PR #2840, opened 2024-10-24
New cloud event API

sergeuz:
### Description

This PR introduces a [new API](https://github.com/particle-iot/device-os/blob/new-event-api/sc-131168/wiring/inc/spark_wiring_cloud_event.h) for publishing and subscribing to cloud events. The new API supports sending and receiving up to 16K of data in an event.

### Examples

Publishing a text event:

```cpp
CloudEvent event;
event.name("my_event");
event.data("abc");
Particle.publish(event);
// or
Particle.publish(CloudEvent().name("my_event").data("abc"));
```

Publishing a binary-encoded event:

```cpp
CloudEvent event;
event.name("my_event");
event.data("\x01\x02\x03\x04", 4);
event.contentType(ContentType::BINARY);
Particle.publish(event);
```

Using the event instance as a regular stream:

```cpp
CloudEvent event;
event.name("my_event");
for (int i = 0; i < 10; ++i) {
    event.write("abc", 3);
}
Particle.publish(event);
```

Polling the status of an event:

```cpp
CloudEvent event;
bool done = false;

void loop() {
    if (event.isNew()) {
        event = CloudEvent().name("my_event").data("abc");
        Particle.publish(event);
    }
    if (!done) {
        if (!event.isOk()) {
            // This catches any error that might have occurred while creating or sending the event
            Log.error("Failed to send event: %d", event.error());
            done = true;
        } else if (event.isSent()) {
            Log.info("Successfully sent event");
            done = true;
        }
    }
}
```

Using a callback to receive status updates for an event:

```cpp
CloudEvent event;

void loop() {
    if (event.isNew()) {
        event = CloudEvent().name("my_event").data("abc");
        event.onStatusChange([](auto event) {
            if (!event.isOk()) {
                Log.error("Failed to send event: %d", event.error());
            } else if (event.isSent()) {
                Log.info("Successfully sent event");
            }
        });
        Particle.publish(event);
    }
}
```

Subscribing to events:

```cpp
void eventHandler(CloudEvent event) {
    Log.info("Received event: %s", event.name());
    Log.info("Event data: %s", event.dataString().c_str());
    // or
    while (event.available() > 0) {
        Serial.print((char)event.read());
    }
}

void setup() {
    Particle.subscribe("my_event", eventHandler);
}
```


communication/src/v2/coap_payload.cpp
```diff
@@ -0,0 +1,215 @@
...
+        data += n;
+    }
+    if (bytesToWrite > 0) {
+        FsLock fs;
+        if (!file_) {
+            CHECK(createTempFile(fs.instance()));
+        }
+        assert(file_);
+        CHECK(seekInFile(fs.instance(), file_.get(), p - maxHeapSize_));
+        size_t n = CHECK_FS(lfs_file_write(fs.instance(), file_.get(), data, bytesToWrite));
```
monkbroc, line 155: todo: make sure that lfs_file_write can handle writing large buffers (>1000 bytes) in one shot or split the writes in here to the limit of lfs_file_write

wiring/inc/spark_wiring_cloud_event.h
```diff
@@ -0,0 +1,477 @@
...
+     * @return Event data.
+     */
+    String dataAsString() const;
+
+    /**
+     * Get the event data.
+     *
+     * @return Event data.
+     */
+    Variant dataAsVariant() /* FIXME: const */; // TODO: Rename?
```
monkbroc: Is this still relevant since we only support receiving binary payloads from large events?

wiring/inc/spark_wiring_cloud_event.h
```diff
@@ -0,0 +1,477 @@
...
+    bool valid() const {
+        return status() != Status::INVALID;
+    }
+
+    /**
+     * Check if the event is being sent to the Cloud.
+     *
+     * @return `true` if the event is being sent to the Cloud, otherwise `false`.
+     */
+    bool sending() {
```
monkbroc: There's no shorthand to see if a CloudEvent is in NEW state. Can you add a `new()` method?

wiring/inc/spark_wiring_cloud_event.h
```diff
@@ -0,0 +1,477 @@
...
+     * @return Event status.
+     */
+    Status status() const;
+
+    /**
+     * Check if the event is valid.
+     *
+     * @return `true` if the event is valid, otherwise `false`.
+     */
+    bool valid() const {
```
monkbroc: This one is odd since it checks if the state is not INVALID. Can you make this method `invalid()` so it's symmetrical with all the other state helpers?

wiring/inc/spark_wiring_cloud_event.h
```diff
@@ -0,0 +1,477 @@
...
+    }
+
+    int error() const;
+
+    /**
+     * Cancel sending the event.
+     *
+     * This method has no effect if the event is not currently being sent to the Cloud.
+     *
+     * A cancelled event cannot be published again.
```
monkbroc: Is this still true? What state does a cancelled event go to?

wiring/src/spark_wiring_cloud_event.cpp
```diff
@@ -0,0 +1,778 @@
...
+        }
+        return Error::INVALID_STATE;
+    }
+    auto payload = getValidPayload();
+    if (!payload) {
+        return error();
+    }
+    int r = coap_write_payload(payload, data, size, d_->pos, nullptr /* reserved */);
+    if (r < 0) {
+        if (r == Error::COAP_TOO_LARGE_PAYLOAD) {
```
monkbroc, line 669: Is there a way for an application to know how much room is left on the event (or what's the maximum total size of a large event) before calling write and getting COAP_TOO_LARGE_PAYLOAD?

wiring/src/spark_wiring_cloud_event.cpp
```diff
@@ -0,0 +1,778 @@
...
+        LOG(ERROR, "Event is being sent already");
+        return Error::INVALID_STATE;
+    }
+    if (!d_->name) {
+        LOG(ERROR, "Event name is missing");
+        return setFailed(Error::INVALID_STATE);
+    }
+    size_t size = this->size();
+    if (!RateLimiter::instance().take(size)) {
+        return Error::LIMIT_EXCEEDED;
```
monkbroc: So exceeding the amount of data in flight will return LIMIT_EXCEEDED, but the event will stay in the NEW state so it can be sent again later. Is there a way to query how much data is in flight to know when a new event can be sent?

monkbroc (commented):
Looks good. I mostly looked at the application API for large publishes.

communication/src/v2/coap_payload.cpp
sergeuz: @avtolstoy Is this still something on your team's radar or was it perhaps fixed already? It's that problem with writing to external flash when the source buffer is in internal flash, possibly at an unaligned address.

wiring/inc/spark_wiring_cloud_event.h
sergeuz: I mostly added it for feature parity with the existing API. The user can still send CBOR data in a binary event and use this method to parse it. Let me know if we don't want to support encoding and decoding variants in `CloudEvent` directly and I'll remove the related methods from it.

wiring/inc/spark_wiring_cloud_event.h
sergeuz: `new` is a reserved keyword so it will be `isNew()`. For consistency, I'll need to rename all the other shorthand methods to have an `is` prefix which I originally omitted for brevity.

wiring/inc/spark_wiring_cloud_event.h
sergeuz: I'd prefer to keep it this way so that it's consistent with other APIs unless you feel strongly about it. We only use `valid()` or `isValid()` everywhere else in Device OS.

wiring/inc/spark_wiring_cloud_event.h
sergeuz: Yeah, a cancelled event gets invalidated. Making it transition to a failed state instead is possible and would be more user friendly but it will require some additional work: https://github.com/particle-iot/device-os/blob/7c898958ce7da201e0cc91c0b08180c35335aed8/wiring/src/spark_wiring_cloud_event.cpp#L415-L417.

wiring/src/spark_wiring_cloud_event.cpp
sergeuz: The maximum supported size is exposed as `CloudEvent::MAX_SIZE`. The app can check how much space is left like this:
```cpp
if (event.pos() + 100 <= CloudEvent::MAX_SIZE) {
    event.write(data, 100);
}
```

wiring/src/spark_wiring_cloud_event.cpp
sergeuz: > the event will stay in the NEW state

That was an oversight. The event will transition to a failed state on this error as well.

> Is there a way to query how much data is in flight to know when a new event can be sent?

There's `canPublish()`:
```
if (CloudEvent::canPublish(3000)) {
    Particle.publish(CloudEvent().name("my_event").data(buf, 3000));
}
```

I was hesitant to define it as `Particle.canPublish()` as not to create confusion since we have different limits for the new and old APIs.

communication/src/v2/coap_payload.cpp
avtolstoy: I have a fix for this, should get a PR out today.

wiring/inc/spark_wiring_cloud_event.h
monkbroc: Or rename the initial state PENDING

wiring/inc/spark_wiring_cloud_event.h
monkbroc: ok, sounds good

wiring/inc/spark_wiring_cloud_event.h
monkbroc: OK. No need for additional work here.

wiring/inc/spark_wiring_cloud_event.h
sergeuz: I added `isNew` and renamed the other methods to `isSending`, `isOk`, etc. `PENDING` is good but may be confusing for events in progress. Also, incoming events are received in that state too.

communication/src/v2/coap_payload.cpp
avtolstoy: https://github.com/particle-iot/device-os/pull/2843

sergeuz: Thanks!

wiring/inc/spark_wiring_cloud_event.h
sergeuz: Fixed in https://github.com/particle-iot/device-os/pull/2840/commits/6b4d48953f2d8d06923d6e80680db5057faa4562.

avtolstoy (approved):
◆ ◆ ◆
* _Problem requirements_
Across the material above, how many lines have the word "isOk" in them? Answer with a bare number.

* _Response below_
3